No. See limits.h for size limitations.

>>Why does 'printf("size of size_t: %d\n",sizeof(size_t ));' make a warning?

Probably because size_t is unsigned long and %d is signed int. Try %u and see if the warning persists.

>>The size_t is a unsigned long int, so apparantly it uses 8 bytes,
No, its only 4 bytes on a 32-bit compiler. See the sizeof operator.

>>It seems that the max value of a size_t on my 64bit ubuntu system is
18446744073709551615

It's the compiler's limits in limits.h. If you are using a 32-bit compiler than the size of size_t is still 32-bits even though you may be running the compiler on a 64-bit operating system.

Considering the output you received from your program I would guess that g++ is compiling as a 64-bit compiler.

Member Avatar for ArkM

>Apparantly the size_t is typedefed to a unsigned long int on my system. Is this safe to assume its the same on all c++ compilers?

Nope: "The value of the result (of the operator sizeof) is implementation-defined, and its type (an unsigned integer type) is size_t, defined in <stddef.h> (and other headers)."

>Why does 'printf("size of size_t: %d\n",sizeof(size_t ));' make a warning?

Use well-known %lu format specifier for unsigned long int...

>Why cant I do a 63 bit left shift?
1<<63 - constant 1 type is int, not unsigned long int...

>If I had one hell of a machine would this mean that I should be able to allocate an array with this extreme big dimension?

Nope.

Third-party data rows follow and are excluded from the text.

PR #387, opened 2016-06-07
Improved error handling

jkudish:
This PR seeks to improve the catching of errors on the client. Specifically, it adds support for errors returned from the WP-API endpoint as strings, such as problems with communicating with
the server and other errors that are returned directly from that endpoint. This makes sure these errors do not produce a javascript warning and output the error as a notice.

To test:

* Checkout this branch
* `npm start`
* Define `define( 'WOOCOMMERCE_CONNECT_SERVER_URL', ' https://fake.url' );` in your `wp-config.php`
* Attempt to save settings. Verify that you get the following (and no javascript errors):

image

Fixes #386

cc @allendav @nabsul @DanReyLop @jeffstieler

PR #389, opened 2016-06-07
Enables Javascript minification in production builds

DanReyLop:
Production builds weren't minifying the Javascript properly. It was because in the development webpack config it was specified that modules were contatenated using `eval` calls, and that couldn't be minified, since the entire modules were strings.

I've also cleaned-up the webpack production config file, it was way more complex than it needs to be, I'm not sure if it was an historical reason for that.

To test this, just run `npm run dist`, check that the JS is now less than 500KB, and try to use the client in "production" mode (without the Webpack dev server).

cc @allendav @nabsul @jkudish @jeffstieler

### DIFF
--- a/package.json
+++ b/package.json
@@ -3,7 +3,7 @@
   "version": "1.0.0",
   "scripts": {
     "start": "cross-env NODE_ENV=development webpack-dev-server --hot --inline --watch --content-base dist --port 8085",
-    "dist": "cross-env NODE_ENV=production webpack -p --config webpack.production.config.js",
+    "dist": "cross-env NODE_ENV=production webpack --config webpack.production.config.js",
     "eslint": "eslint tasks/ client/",
     "test": "karma start --single-run --no-auto-watch",
     "test-watch": "karma start --auto-watch --no-single-run",
--- a/webpack.production.config.js
+++ b/webpack.production.config.js
@@ -1,16 +1,22 @@
 var webpack = require( 'webpack' ),
-	webpackBaseConfig = require( './webpack.config.js' ),
-	plugins = webpackBaseConfig.plugins || [],
-	output = webpackBaseConfig.output || {};
+	config = require( './webpack.config.js' );
 
-delete output.publicPath;
+delete config.output.publicPath;
+delete config.devtool;
 
-var productionConfig = Object.assign( {}, webpackBaseConfig, {
-		output,
-		plugins
-	} );
+config.plugins.push( new webpack.DefinePlugin( {
+	'process.env.NODE_ENV': '"production"'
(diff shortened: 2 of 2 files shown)


allendav:
Not sure this is a showstopper, but this does increase the npm run dist time by 5 seconds for me (from 25 before the change to about 30 afterwards)

jkudish:
IMO that's a pretty negligible difference given that: 1) this isn't a task that's run often, 2) the performance/bandwith gains make it wortwhile

allendav:
There is something odd about the script created by this. If I test using `npm run dev` on master, I get this expected error when attempting to save settings using a bogus token against the live server:

screen shot 2016-06-08 at 5 17 45 pm

But if I run this branch under the same circumstances, I get no error notice but instead this error in my console:

screen shot 2016-06-08 at 5 35 18 pm

jkudish:
@allendav i think because #387 hasn't been rebased onto this branch

DanReyLop:
The increased time on ```npm run dist``` is perfectly expected. Webpack is doing something now that it wasn't doing before, so it needs to take more time (and 5 seconds seems acceptable to make the generated JS 3 times smaller).

I've just rebased with ```master```. But really, this change should be quite straight-forward, either everything works or nothing works :)

package.json
```diff
@@ -3,7 +3,7 @@
   "version": "1.0.0",
   "scripts": {
     "start": "cross-env NODE_ENV=development webpack-dev-server --hot --inline --watch --content-base dist --port 8085",
-    "dist": "cross-env NODE_ENV=production webpack -p --config webpack.production.config.js",
+    "dist": "cross-env NODE_ENV=production webpack --config webpack.production.config.js",
```
allendav: Removing `-p` removes `--optimize-minimize` and `--optimize-occurence-order` per https://webpack.github.io/docs/cli.html#production-shortcut-p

The language standard does not define max array extent, it's an implementation-defined value.

Member Avatar for monkey_king

Why does printf("size of size_t: %d\n",sizeof(size_t )); make a warning?

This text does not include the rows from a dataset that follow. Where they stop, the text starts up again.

PR #396, opened 2016-06-09
Add Number support to text fields (in preparation for fallback rate support)

jkudish:
This PR seeks to add `Number` support to the `textField` component, in preparation for supporting the fallback rate setting.

This PR should be tested in conjunction with https://github.com/Automattic/woocommerce-connect-server/pull/300 -- where full testing instructions are included.

See https://github.com/Automattic/woocommerce-connect-client/issues/265

cc @nabsul @allendav @jeffstieler @DanReyLop

### DIFF
--- a/client/components/shipping/services/entry.js
+++ b/client/components/shipping/services/entry.js
@@ -4,11 +4,7 @@ import FormSelect from 'components/forms/form-select';
 import FormTextInput from 'components/forms/form-text-input';
 import Gridicon from 'components/gridicon';
 import classNames from 'classnames';
-
-const numberRegex = /^\d+(\.\d+)?$/;
-const parseNumber = ( value ) => {
-	return numberRegex.test( value ) ? Number.parseFloat( value ) : value;
-};
+import parseNumber from 'lib/utils/parse-number';
 
 const ShippingServiceEntry = ( props ) => {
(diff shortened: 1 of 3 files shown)


allendav:
@jkudish @DanReyLop - I'm inclined to not mix number and non-number handling in one component - I think it might make maintenance more straightforward.  What do you think about shelving this PR in favor of the approach in https://github.com/Automattic/woocommerce-connect-client/pull/388

DanReyLop:
#388 is an ad-hoc solution for the rate adjustment fields (which don't have schema), this is a bit more general solution for having fields with `number` schema type. This solution has the same problems that #388 seeks to solve (you can't type `2.05` in the Fallback rate field).

I think the quickest solution for shipping this with Alpha 2 is discarding this PR and re-implementing it using the `<NumberInput>` component (it'll be easier too when we decide to refactor if all the numeric inputs use the same component).

Let me know if you agree and I'll start working on it.

nabsul:
Is this still being worked on?

DanReyLop:
I've implemented a solution using the general idea of this PR and the `NumberField` component, here it is: https://github.com/Automattic/woocommerce-connect-client/pull/410

I'm closing this one.

PR #400, opened 2016-06-11
Remove the Package validation error log, it only added noise to the logs

### LINKED ISSUE #251: Let's not log Package destination failed validation any more
This gets into the logs a bunch and will only get worse on active sites.  All it tells us is that the customer is in the process of filling out the checkout form.  Let's not log this any more and just `return`

https://github.com/Automattic/woocommerce-connect-client/blob/b62e9c7f39dbb902f6b2e97fc4e17dcc958e8e26/classes/class-wc-connect-shipping-method.php#L224

DanReyLop:
Fixes #251 

### DIFF
--- a/tests/php/test_class-wc-connect-shipping-method.php
+++ b/tests/php/test_class-wc-connect-shipping-method.php
@@ -103,31 +103,6 @@ class WP_Test_WC_Connect_Shipping_Method extends WP_UnitTestCase {
 	/**
 	 * @covers WC_Connect_Shipping_Method::calculate_shipping
 	 */
-	public function test_invalid_destination_calculate_shipping() {
-
-		$shipping_method = $this->getMockBuilder( 'WC_Connect_Shipping_Method' )
-			->disableOriginalConstructor()
-			->setMethods( array( 'is_valid_package_destination', 'log' ) )
-			->getMock();
-
-		$shipping_method->expects( $this->any() )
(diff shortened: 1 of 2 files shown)


tests/php/test_class-wc-connect-shipping-method.php
```diff
@@ -103,31 +103,6 @@ public function test_is_valid_package_destination( $package, $expected ) {
 	/**
 	 * @covers WC_Connect_Shipping_Method::calculate_shipping
 	 */
-	public function test_invalid_destination_calculate_shipping() {
```
nabsul: It seems to me that you didn't have to completely remove this test because of the removal of the log message. Can you explain?

DanReyLop: The test just mocks everything and asserts that the log is called, so without log, this test doesn't actually do anything.

allendav: I think @DanReyLop is correct - we could however use a test for a not-yet-setup service schema - to make sure we handle that correctly. @DanReyLop - would you write up an issue to add a test_not_yet_setup_shipping_method test that ensures log is called if a service settings mock get_service_settings call returns an empty array

With that, I think we can move forward with this pr

allendav:
After writing up the issue to add a service not-yet-setup test mentioned above, you can :shipit:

Use well-known %lu format specifier for unsigned long int...

What I don't really grasp is that the sizeof function maps into 'unsigned long int' domain, instead of simply int?

Why cant I do a 63 bit left shift?

1 << 63 - constant 1 type is int, not unsigned long int...

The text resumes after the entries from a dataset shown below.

PR #874, opened 2017-02-07
NUX: Shipping zones: Update copy to be more clear

kellychoffman:
The current copy isn't quite clear and the title and content are a bit redundant. It also doesn't take into account new users, who haven't set up any zones yet.

Currently:

screen shot 2017-02-07 at 1 20 56 pm

This PR changes the copy to:

To ship products to customers using USPS or Canada Post, you will need to add them as a shipping method to an applicable zone. If you don't have any zones, add one first.

### DIFF
--- a/classes/class-wc-connect-nux.php
+++ b/classes/class-wc-connect-nux.php
@@ -75,8 +75,8 @@ if ( ! class_exists( 'WC_Connect_Nux' ) ) {
 				'target' => 'th.wc-shipping-zone-methods',
 				'options' => array(
 					'content' => sprintf( '<h3>%s</h3><p>%s</p>',
-						__( 'Add WooCommerce Shipping Service to a Zone' ,'woocommerce-services' ),
-						__( 'Choose a zone that is applicable to USPS or Canada Post.', 'woocommerce-services' )
+						__( 'Add a WooCommerce shipping services to a Zone' ,'woocommerce-services' ),
+						__( 'To ship products to customers using USPS or Canada Post, you will need to add them as a shipping method to an applicable zone. If you don't have any zones, add one first.', 'woocommerce-services' )
 					),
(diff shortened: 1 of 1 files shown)


classes/class-wc-connect-nux.php
```diff
@@ -75,8 +75,8 @@ public function register_add_service_to_zone_pointer( $pointers ) {
 				'target' => 'th.wc-shipping-zone-methods',
 				'options' => array(
 					'content' => sprintf( '<h3>%s</h3><p>%s</p>',
-						__( 'Add WooCommerce Shipping Service to a Zone' ,'woocommerce-services' ),
-						__( 'Choose a zone that is applicable to USPS or Canada Post.', 'woocommerce-services' )
+						__( 'Add a WooCommerce shipping services to a Zone' ,'woocommerce-services' ),
```
jeffstieler: Should "services" be plural here?

classes/class-wc-connect-nux.php
```diff
@@ -75,8 +75,8 @@ public function register_add_service_to_zone_pointer( $pointers ) {
...
+						__( 'To ship products to customers using USPS or Canada Post, you will need to add them as a shipping method to an applicable zone. If you don't have any zones, add one first.', 'woocommerce-services' )
```
jeffstieler: The apostrophe in "don't" needs to be escaped since the string is single quoted. Like: `don\'t`.

classes/class-wc-connect-nux.php
kellychoffman: Thanks! Fixed in c7090f6

classes/class-wc-connect-nux.php
kellychoffman: Thanks! Fixed in c7090f6

PR #876, opened 2017-02-07
Restore tracks event when users accept the Terms of Services.

jeffstieler:
Restore tracks event when users accept the Terms of Services.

thanks typecasting (unsigned long int) 1 << 63 works

Nope. The language standard does not define max array extent, it's an implementation-defined value.

But given the 'one hell of a machine' would I be able to allocate
integer array with length '18446744073709551615' doing

int[] array = new int[18446744073709551615]

Thanks for your reply

Edited by mike_2000_17 because: Fixed formatting
Member Avatar for monkey_king

I found out that the sizeof function does return a size_t type.
So it wasn't that strange,

thanks for your reply

Member Avatar for idallen

> I found out that the sizeof function does return a size_t type.

Correct. And to print that portably you use %zu not %u or %lu:

printf("%zu\n", sizeof(int));
Member Avatar for idallen

>>Why does 'printf("size of size_t: %d\n",sizeof(size_t ));' make a warning?
>Use well-known %lu format specifier for unsigned long int...
What I don't really grasp is that the sizeof function maps into 'unsigned long int' domain, instead of simply int?

No, do not use %lu to printf a sizeof() return value. Use %zu instead;
it's defined to print sizeof correctly on all machines.

The return value of sizeof() is never negative, which is why it's %zu
and not %zd.

The return value of sizeof() differs for different architectures.
That's why you can't use %u or %lu and must use the special %zu in
printf() formats.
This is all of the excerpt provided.